いずれにせよ、これら大陸の沿岸部を確保することは、将来的にインド洋経由での航路確保に繋がると判断したのであろう、そう思われた。特に、対岸のアフリカ大陸を調査する際、移転前よりも広いとはいえ、紅海を渡ることは最短での移動といえた。そのためにも、これら沿岸部を確保し、開拓することは重要でもあった。シーレーンの確保が容易になるし、ラームルに対する圧力をかけることができるからであった。
「軍を派遣することはやぶさかではありませんが、安部少将や佐藤さんの許可が必要です。準備をしておけというのであれば、準備はしておきます。それに、これは陸路を行くよりも、海路のほうが早いし、短期間で移動できます。海軍の協力を仰ぎたいところです」
「もちろんよ。今問い合わせ中だし、派遣することが決定したなら、海軍のほうにも協力を要請しましょう。二~三日のうちに返事が来るでしょう。そのときには改めて連絡いたします。規模は一個旅団を考えています。心得ておいてください」
「判りました」
結局、沢木の言うとおりであり、一個旅団を海上から派遣することとなった。海軍からは護衛艦四隻と『おおすみ』『しもきた』が派遣されることとなった。むろん、輸送艦だけでは部隊を移動させることはできないので、瑠都瑠伊にあった貨客船や貨物船が使用されることとなった。輸送艦二隻では六個中隊しか運べないが、彼らが先遣隊として上陸して橋頭堡を確保、後続部隊が上陸するということになった。これは、今村も初めて経験する海上からの強襲揚陸戦ともいえた。しかし、上陸地点は砂浜ではなく、互いに二〇kmほど離れた二箇所の漁港とされた。小さいなりに桟橋があり、上陸が容易だと思われたからである。

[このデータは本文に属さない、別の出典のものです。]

PR #32, opened 2024-04-17
RFC: 24-bit integer support for buffers

Dekkonot:
[Rendered document](https://github.com/Dekkonot/luau-rfcs/blob/buffer-24-bit-rfc/docs/function-buffer-24-bit.md)

I've seen a bunch of people on Roblox's developer forum and in the Roblox Open Source discord server desire 24-bit support for buffers. It seems reasonable to add, so here's an RFC for it.

### DIFF
--- a/docs/function-buffer-24-bit.md
+++ b/docs/function-buffer-24-bit.md
@@ -9,13 +9,13 @@ The built-in `buffer` library will gain 4 new functions:
 - `buffer.writei24`
 - `buffer.readi24`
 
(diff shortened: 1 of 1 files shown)


vegorov-rbx:
Buffer tries to match what is available directly on the CPU and us such, we are not interested in adding additional bit widths for every use case.
We also don't want to unnecessarily expend on the budget of individual functions we have to support multiple ways (lib, fastcall, ir).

今村自身が上陸戦の指揮を執るつもりでいたが、今回は認められず、少佐に昇進して第一連隊指揮官となっていた安西が総指揮官とされた。彼らの任務は先の迫害されている人間たちが住む地域とその近隣地域、セランのおよそ一/五〇にあたる地域の確保であった。一部森林地帯が含まれるが、そのほとんどが砂漠であった。今村がそこまで規模を拡大したのは、森林地帯と森林地帯を繋ぐ川が境界線となり、以後の維持が容易であると考えられたからであった。
「すまんな、俺が指揮を執るつもりでいたが、上からの命令で動けん。せめて、『おおすみ』に乗りたかったが、それも叶わなかった」出発前に司令部に出頭した安西に今村がいった。

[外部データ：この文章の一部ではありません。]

PR #34, opened 2024-05-13
RFC: Vector library

ffrostfall:
[Rendered](https://github.com/ffrostflame/rfcs/blob/master/docs/vector-library.md)

### DIFF
--- a/docs/vector-library.md
+++ b/docs/vector-library.md
@@ -1,0 +1,62 @@
+# Vector library
+
+## Summary
+
+Implement a standard library which provides functionality for the vector type.
+
+## Motivation
+
+Currently, vectors are a primitive type implemented internally. All of the heavy work to implement vectors is done, but there is no runtime-agnostic way to use vectors in Luau code. This creates a struggle to use native vectors; currently the most popular Luau runtime [Lune](https://github.com/lune-org/lune) doesn't use native vectors. This results in performance drawbacks & difficulty utilizing vectors in cross-runtime code.
+
+## Design
+
+Implement a standard library for creating & using the existing vector type.
+
+### Library functions
+
+It's important to keep in mind that this list of implementable functions isn't intended to be exhaustive, but rather to serve as a starting point.
+
+`vector.create(x: number?, y: number?, z: number?)`
+Creates a vector with 3 components: x, y, z. If the feature flag for wide vectors is enabled, a fourth argument `w: number?` will be introduced. As per standard, vectors wouldn't have a metatable by default. A vector's metatable would need to be set by the C API `lua_setmetatable`.
+
+`vector.magnitude(vecA: vector): vector`
+Calculates the magnitude of a given vector.
+
+`vector.unit(vec: vector): vector`
+Returns the unit vector (aka normalized vector) of a given vector.
+
+`vector.cross(vecA: vector, vecB: vector): vector`
+Returns the cross product of two vectors.
+
+`vector.dot(vecA: vector): vector`
+Returns the dot product of a vector.
+
+### Arithmetic operations
+
+Primitive operators for vectors are already implemented, so this RFC doesn't concern vector arithmetic.
+
+### Native codegen
+
+In the future, vectors will have special treatment in native codegen. This creates an expectation that the vector library will also have special treatment in codegen, but it isn't clear what that will look like, or if the performance benefits make sense.
+
+### Compiler options
+
+Currently, there are 2 compiler options relating to vectors, `vectorLib` & `vectorCtor`. This poses an interesting problem: a builtin library would remove the _requirement_ for such compiler options, however these options still need to be supported. The intuitive solution to this is to leave both compiler options working and maintained, but provide the built-in vector library by default, allowing two vector libraries and two vector constructors.
+
+## Drawbacks
+
+As per all additional globals, this creates a new global `vector`. This is a commonly used variable name, and many style guides will advise to avoid using `vector` as a variable name due to the global being added.
+
+Introducing a vector library means introducing more globals. Due to the prescence of vectors in performance-intensive code, it can be assumed that the built-in functions will have fastcalls. This means more fastcall slots will be used.
+
+Existing code won't get any improvements from a built-in library. Developers will have to switch over to the built-in library in order to gain any benefit.
+
+## Alternatives
+
+Do nothing; vectors have an internal constructor, which lets the runtime implement vectors, and subsequently a library for vector math.
+
+### Alternative implementations
+
+Due to the extremely common and heavy usage of vectors, an alternative to `vector.create` could be something more concise, like `vector.new`. This does break the precedent set by `buffer.create`, `table.create`, and `coroutine.create` though.
+
+Instead of `vector.magnitude`, the magnitude could be derived from the vector's coordinates themselves, and be accessed by a property instead of a function. There is a downside to this: all current properties of vectors are hard-coded to the VM, so any new property to vectors requires a lot of additional complexity & changes to the VM to allow for this. A library function, however, would be trivial. An easy and quick workaround to the verbosity would be at the runtime/C API level. It's trivial to set the metatable of vectors to be the vector library: this allows for `vec:magnitude()` without much issue.
--- a/docs/vector-library.md
+++ b/docs/vector-library.md
@@ -30,7 +30,7 @@ Calculates the magnitude of a given vector.
 
 `vector.normalized(vec: vector): vector`
 
-Returns the normalized version (aka unit vector) of a given vector. If a zero vector is passed, return `0`. `vector(0, 0, 0):normalized()` should return zero.
+Returns the normalized version (aka unit vector) of a given vector. If a zero vector is passed, return zero. For further clarification, `vector.normalized(vector(0, 0, 0))` should return zero.
 
 `vector.cross(vecA: vector, vecB: vector): vector`
 
--- a/docs/vector-library.md
+++ b/docs/vector-library.md
@@ -18,7 +18,7 @@ This RFC proposes the following basic functions & constants as a starting point,
 
 ---
 
-`vector(x: number?, y: number?, z: number?)`
+`vector(x: number, y: number, z: number)`
 
 Creates a vector with 3 components: x, y, z. If the feature flag for wide vectors is enabled, a fourth argument `w: number?` will be introduced.
 
@@ -36,7 +36,7 @@ Returns the normalized version (aka unit vector) of a given vector. If a zero ve
 
 Returns the cross product of two vectors. If 4-wide vectors are enabled, this function will ignore the fourth component, and return the 3-dimensional cross product.
 
-`vector.dot(vecA: vector, vecB: vector): vector`
+`vector.dot(vecA: vector, vecB: vector): number`
 
 Returns the dot product of two vectors.
 
@@ -48,9 +48,9 @@ Equivalent of `math.floor` for vectors.
 
 Equivalent of `math.ceil` for vectors.
 
-`vector.angle(vecA: vector, vecB: vector): vector`
+`vector.angle(vecA: vector, vecB: vector): number`
 
-Returns the angle between two vectors.
+Returns the angle between two vectors in radians.
 
 `vector.max(input: vector, maximum: vector): vector`
 
--- a/docs/vector-library.md
+++ b/docs/vector-library.md
@@ -92,6 +92,13 @@ Vector where `x=1, y=1, z=1, w?=1`.
 
 Primitive operators for vectors are already implemented, so this RFC doesn't concern vector arithmetic.
 
+### Component access
+
+Component access is already supported in the VM using the fields 'x', 'y', 'z', 'X', 'Y' and 'Z' (plus 'w' and 'W' in 4-wide mode).
+Note that writes to a single component are not supported as the vector value is immutable.
+This RFC doesn't define any changes to this behavior.
+
+
 ### Compiler options
 
 Currently, there are 2 compiler options relating to vectors, `vectorLib` & `vectorCtor`. This poses an interesting problem: a builtin library would remove the _requirement_ for such compiler options, however these options still need to be supported. The intuitive solution to this is to leave both compiler options working and maintained, but provide the built-in vector library by default, allowing two vector libraries and two vector constructors.
--- a/docs/vector-library.md
+++ b/docs/vector-library.md
@@ -54,33 +54,33 @@ Returns the angle between two vectors in radians.
 
 `vector.abs(vec: vector): vector`
 
-Applies math.abs component-wise for each vector. Equivalent of: `vector(math.abs(vec.x), ect)`
+Applies math.abs component-wise for each vector. Equivalent of: `vector(math.abs(vec.x), ect)`.
 
 `vector.sign(vec: vector): vector`
 
-Applies math.sign component-wise for each vector. Equivalent of: `vector(math.sign(vec.x), ect)`
+Applies `math.sign` component-wise for each vector. Equivalent of: `vector(math.sign(vec.x), ect)`.
 
 `vector.clamp(vec: vector, min: vector, max: vector): vector`
 
-Applies math.clamp component-wise for each vector. Equivalent of: `vector(math.clamp(vec.x, min.x, max.x), ect)`
+Applies `math.clamp` component-wise for each vector. Equivalent of: `vector(math.clamp(vec.x, min.x, max.x), ect)`.
 
-`vector.max(list: ...vector): vector`
+`vector.max(...: vector): vector`
 
-Finds the highest vector xyz in the list of vectors provided and returns a new vector with its xyz being those highest values
+Applies `math.max` component-wise for each vector. Equivalent of: `vector(math.max((...).x), ect)`.
 
-`vector.min(list: ...vector): vector`
+`vector.min(...: vector): vector`
 
-Inverse of `vector.min` where instead of looking for the highest it looks for the lowest
+Applies `math.min` component-wise for each vector. Equivalent of: `vector(math.max((...).x), ect)`.
 
 ---
 
 `vector.zero`
 
-Vector where `x=0, y=0, z=0, w?=0`
+Vector where `x=0, y=0, z=0, w?=0`.
 
 `vector.one`
 
-Vector where `x=1, y=1, z=1, w?=1`
+Vector where `x=1, y=1, z=1, w?=1`.
 
 ---
 
--- a/docs/vector-library.md
+++ b/docs/vector-library.md
@@ -24,7 +24,7 @@ Creates a vector with 3 components: x, y, z. If the feature flag for wide vector
 
 Due to the common usage of vectors, vector creation should be ergonomic. Therefore, it is probably worth breaking the `create()` naming standard.
 
-`vector.magnitude(vecA: vector): vector`
+`vector.magnitude(vecA: vector): number`
 
 Calculates the magnitude of a given vector.
 
@@ -36,9 +36,9 @@ Returns the unit vector (aka normalized vector) of a given vector.
 
 Returns the cross product of two vectors.
 
-`vector.dot(vecA: vector): vector`
+`vector.dot(vecA: vector, vecB: vector): vector`
 
-Returns the dot product of a vector.
+Returns the dot product of two vectors.
 
 ---
 
@@ -69,5 +69,7 @@ Do nothing; vectors have an internal constructor, which lets the runtime impleme
 ### Alternative implementations
 
 A more standard alternative to `vector(...)` could be something like `vector.create` or `vector.new`. This follows the standard set by `buffer.create`, `coroutine.create`, and `table.create`, and doesn't involve calling a table.
+
+Another alternative to vector creation is special syntax for creating buffers, such as `<x, y, z>`. This would require a lot more complexity & discussion, however it would fall more in line with the other primitive types.
 
 Instead of `vector.magnitude`, the magnitude could be derived from the vector's coordinates themselves, and be accessed by a property instead of a function. There is a downside to this: all current properties of vectors are hard-coded to the VM, so any new property to vectors requires a lot of additional complexity & changes to the VM to allow for this. A library function, however, would be trivial. An easy and quick workaround to the verbosity would be at the runtime/C API level. It's trivial to set the metatable of vectors to be the vector library: this allows for `vec:magnitude()` without much issue.
--- a/docs/vector-library.md
+++ b/docs/vector-library.md
@@ -111,7 +111,7 @@ A new primitive `vector` type should be added to the type system.
 
 A better vector constructor with new syntax, such as `<x, y, z>` or `(x, y, z)` or `|x, y, z|` or `vector(x, y, z)` or `[x, y, z]` could be implemented. This would make code that does stuff with vectors much less verbose.
 
-The buffer library could include functions to work with vectors, such as `buffer.writevector2`, `buffer.writevector3`, and in 4-wide mode, `buffer.writevector4`. The corrosponding read functions would of course be included.
+The buffer library could include functions to work with vectors, such as `buffer.writevector2`, `buffer.writevector3`, and in 4-wide mode, `buffer.writevector4`. The corresponding read functions would of course be included.
 
 ## Drawbacks
 
--- a/docs/vector-library.md
+++ b/docs/vector-library.md
@@ -54,11 +54,11 @@ Returns the angle between two vectors.
 
 `vector.max(input: vector, maximum: vector): vector`
 
-Equivalent of `math.max` for vectors.
+Equivalent of: `vector(math.max(a.x, b.x), etc)`
 
 `vector.min(input: vector, minimum: vector): vector`
 
-Equivalent of `math.min` for vectors.
+Equivalent of: `vector(math.min(a.x, b.x), etc)`
 
 ---
 
--- a/docs/vector-library.md
+++ b/docs/vector-library.md
@@ -66,7 +66,7 @@ Applies `math.sign` component-wise for each vector. Equivalent of: `vector.creat
 
 `vector.clamp(vec: vector, min: vector, max: vector): vector`
 
-Applies `math.clamp` component-wise for each vector. Equivalent of: `vector(math.clamp(vec.x, min.x, max.x), etc)`.
+Applies `math.clamp` component-wise for each vector. Equivalent of: `vector.create(math.clamp(vec.x, min.x, max.x), etc)`.
 
 `vector.max(...: vector): vector`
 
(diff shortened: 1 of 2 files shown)


kalrnlo:
I think the min, max functions should accept multiple vectors as the current math.max and min allow multiple numbers, plus roblox's vector3s min and max methods also accept multiple vectors.

There should also be abs and clamp functions, as those would be useful for vectors. Plus id assume it would be intended to keep the vector library in feature parity somewhat with the math lib.

docs/vector-library.md
```diff
@@ -0,0 +1,111 @@
...
+
+The default metatable for vectors should now be the `vector` library. While buffers and coroutines do not have this, vectors likely should for ergonomics.
+
+### Library functions & constants
+
+This RFC proposes the following basic functions & constants as a starting point, but as with all builtin libraries, future RFCs can propose additional functions.
+
+---
+
+`vector(x: number?, y: number?, z: number?)`
```
vegorov-rbx, line 21:
```suggestion
`vector(x: number, y: number, z: number)`
```

It's best to encourage practice of hitting the fastest constructor we have available.

It will also avoid confusion of what vector(1) is.
While `Vector3.new(1)` is [1, 0, 0] on Roblox, for people coming from GLSL where `vec3(1)` is [1, 1, 1], it might be unintuitive.
Even if supported by runtime, the typing can be more strictly defined.

docs/vector-library.md
```diff
@@ -0,0 +1,111 @@
...
+
+Equivalent of `math.floor` for vectors.
+
+`vector.ceil(vec: vector): vector`
+
+Equivalent of `math.ceil` for vectors.
+
+`vector.angle(vecA: vector, vecB: vector): vector`
+
+Returns the angle between two vectors.
```
vegorov-rbx, line 53: In what units?

docs/vector-library.md
```diff
@@ -0,0 +1,111 @@
...
+
+`vector.normalized(vec: vector): vector`
+
+Returns the normalized version (aka unit vector) of a given vector. If a zero vector is passed, return zero. For further clarification, `vector.normalized(vector(0, 0, 0))` should return zero.
+
+`vector.cross(vecA: vector, vecB: vector): vector`
+
+Returns the cross product of two vectors. If 4-wide vectors are enabled, this function will ignore the fourth component, and return the 3-dimensional cross product.
+
+`vector.dot(vecA: vector, vecB: vector): vector`
```
vegorov-rbx, line 39: dot product results in a number.

bradsharp:
Would we include this in the Roblox engine?

alexmccord:
> Would we include this in the Roblox engine?

In the RFC there's the wording "but there is no runtime-agnostic way to use vectors in Luau code," so the answer is yes.

vegorov-rbx:
> Would we include this in the Roblox engine?

Yes and that's the main problem to solve for the RFC.

jackdotink:
I think that this should be included in the engine, I don't think there is a blocker and it does allow for more runtime agnostic code. Vectors are a handy way to do many things. As an example when I writing a parser recently I wanted to use vectors for spans, but I could not because I had no way to create them.

ffrostfall:
> > Would we include this in the Roblox engine?
> 
> Yes and that's the main problem to solve for the RFC.

What about that is a blocker for this RFC?

docs/vector-library.md
```diff
@@ -0,0 +1,123 @@
...
+
+---
+
+`vector(x: number, y: number, z: number)`
+
+Creates a vector with 3 components: x, y, z. If the feature flag for wide vectors is enabled, a fourth argument `w: number?` will be introduced.
+
+Due to the common usage of vectors, vector creation should be ergonomic. Therefore, it is probably worth breaking the `create()` naming standard.
+
+`vector.magnitude(vecA: vector): number`
```
vegorov-rbx, line 27:
```suggestion
`vector.magnitude(vec: vector): number`
```

docs/vector-library.md
```diff
@@ -0,0 +1,123 @@
...
+
+Calculates the magnitude of a given vector.
+
+`vector.normalized(vec: vector): vector`
+
+Returns the normalized version (aka unit vector) of a given vector. If a zero vector is passed, return zero. For further clarification, `vector.normalized(vector(0, 0, 0))` should return zero.
```
vegorov-rbx, line 33: For compatibility with Roblox runtime and for code size and performance (including branchless native codegen lowering) I suggest removing requirements for zero length vector detection.

docs/vector-library.md
```diff
@@ -0,0 +1,123 @@
...
+
+`vector.cross(vecA: vector, vecB: vector): vector`
+
+Returns the cross product of two vectors. If 4-wide vectors are enabled, this function will ignore the fourth component, and return the 3-dimensional cross product.
+
+`vector.dot(vecA: vector, vecB: vector): number`
+
+Returns the dot product of two vectors.
```
vegorov-rbx, line 41: Can we note how it behaves for 4-wide vectors?

docs/vector-library.md
```diff
@@ -0,0 +1,123 @@
...
+
+---
+
+### Arithmetic operations
+
+Primitive operators for vectors are already implemented, so this RFC doesn't concern vector arithmetic.
+
+### Native codegen
+
+In the future, vectors will have special treatment in native codegen. This creates an expectation that the vector library will also have special treatment in codegen, but it isn't clear what that will look like, or if the performance benefits make sense.
```
vegorov-rbx, line 93: This can be removed as vectors already have special treatment in codegen.

Generally, library proposals shouldn't have to think about fastcalls/lowering hooks as those are implementation details which are implemented without a proposal being required.
Whether or not existing custom lowering hooks from Roblox will be included (or written from scratch) doesn't have to be specified.

docs/vector-library.md
```diff
@@ -0,0 +1,123 @@
...
+
+Existing code won't get any improvements from a built-in library. Developers will have to switch over to the built-in library in order to gain any benefit.
+
+## Alternatives
+
+Do nothing; vectors have an internal constructor, which lets the runtime implement vectors, and subsequently a library for vector math.
+
+### Alternative implementations
+
+A more standard alternative to `vector(...)` could be something like `vector.create` or `vector.new`. This follows the standard set by `buffer.create`, `coroutine.create`, and `table.create`, and doesn't involve calling a table, which requires a metatable with `__call` to be set on the library. This breaks the standard previously set by Lua, as there is currently no library with a metatable set by default.
```
vegorov-rbx, line 117: string library sets the metatable of string values by default, so there is precedent (`luaopen_string`).

vegorov-rbx:
Any considerations around interactions with the `buffer` library?
It's not even mentioned as an avenue for future work (might resolve this discussion https://github.com/luau-lang/luau/discussions/1296)

docs/vector-library.md
jackdotink: I'm unsure of the behavior it should have - I would simply use only the first three components even when compiled in four component mode. The other options are to error or compute the dot product of vectors with four components, which a quick google returns little results for.

jackdotink:
I think adding `buffer.writevector` and `buffer.readvector` could prove to be valuable, even though they are already possible currently. I'll add it the RFC.

docs/vector-library.md
ffrostfall: That makes sense.

docs/vector-library.md
ffrostfall: To clarify, I mean there is no library which has an implicit `__call` metamethod on it. There's no luau library that lets you do, for example, `string()`.

docs/vector-library.md
ffrostfall: Sounds good

docs/vector-library.md
```diff
@@ -0,0 +1,123 @@
...
+
+`vector.floor(vec: vector): vector`
+
+Equivalent of `math.floor` for vectors.
+
+`vector.ceil(vec: vector): vector`
+
+Equivalent of `math.ceil` for vectors.
+
+`vector.angle(vecA: vector, vecB: vector): number`
```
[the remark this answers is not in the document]
ffrostfall: No.

docs/vector-library.md
alicesaidhi: I don't think having it only work on the first 3 components is correct.
If we were to follow the definition of the dot product between 2 vectors
$$a \cdot b = \sum_{i=1}^n a_i b_i$$
we can say that the dot product for four component vectors would be:
$$\vec{a} \cdot \vec{b} = a_1 b_1 + a_2 b_2 + a_3 b_3 + a_4 b_4 $$

MagmaBurnsV:
Coming back to this, it would be very useful to have.

<blockquote>
Due to the common usage of vectors, vector creation should be ergonomic. Therefore, it is probably worth breaking the create() naming standard.
</blockquote>

Why? This would only serve to make the library inconsistent and confusing for new users. Considering most will be introduced to it through Roblox's editor autocomplete, it won't be obvious there how it should be used.

***

How would you be able to read individual components from the vector? Indexing might be inconsistent, so there should be some `vector.readx` functions and etc.

Of course, `vector.readw` would return an optional number. There could also be some `vector.unpack` function for deconstructing a vector into a tuple.

***

How should constructing with 4 arguments work with relation to `LUA_VECTOR_SIZE` being implementation-specific? In my mind it should always allow the fourth argument, even when it isn't stored. That way there won't be any need for messy error-handling or nil-checking on the programmer's end.

Then it can provide a `vector.size` constant so users can determine how they can use `w`.

kalrnlo:
> How should constructing with 4 arguments work with relation to `LUA_VECTOR_SIZE` being implementation-specific? In my mind it should always allow the fourth argument, even when it isn't stored. That way there won't be any need for messy error-handling or nil-checking on the programmer's end.
> 
> Then it can provide a `vector.size` constant so users can determine how they can use `w`.

Theres no way to change the size of a vector during runtime so it cant always allow the forth argument.

vegorov-rbx:
> Theres no way to change the size of a vector within luau, and I'd assume it would come with a degradation of performance to vectors if it were added (@vegorov-rbx correct me if I'm wrong on this).

I believe that was being suggested is a method to detect the kind of current environment, not change it.
Similar to conformance tests for vectors using:
`local vector_size = if pcall(function() return vector(0, 0, 0).w end) then 4 else 3`


> How would you be able to read individual components from the vector? Indexing might be inconsistent, so there should be some `vector.readx` functions and etc.
> 
> Of course, `vector.readw` would return an optional number.

Property access is already implemented in the VM, so there will be no need for additional methods and that's why proposal doesn't include it.
FYI, components are accessed as X/Y/Z/W/x/y/z/w.
When `LUA_VECTOR_SIZE` is 3, there is no W/w and it's an error to access them.
Your suggestions will not be accepted by the Luau team.

MagmaBurnsV:
<blockquote>
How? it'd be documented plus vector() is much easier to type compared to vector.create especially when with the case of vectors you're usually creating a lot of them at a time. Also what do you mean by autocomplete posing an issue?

「いいえ、大佐、上の命令じゃ仕方がありませんよ。今回は任せておいてください」
「空からの支援もあるし、旧式だが八九装甲車が計二〇両用意できた。戦車じゃないが、それなりの戦力になるだろう。第三連隊を予備兵力にしてある。必要なら連絡しろ。だが、決して無茶はするな」
「はっ」
「武運を祈る」今村はそうして送り出さざるをえなかった。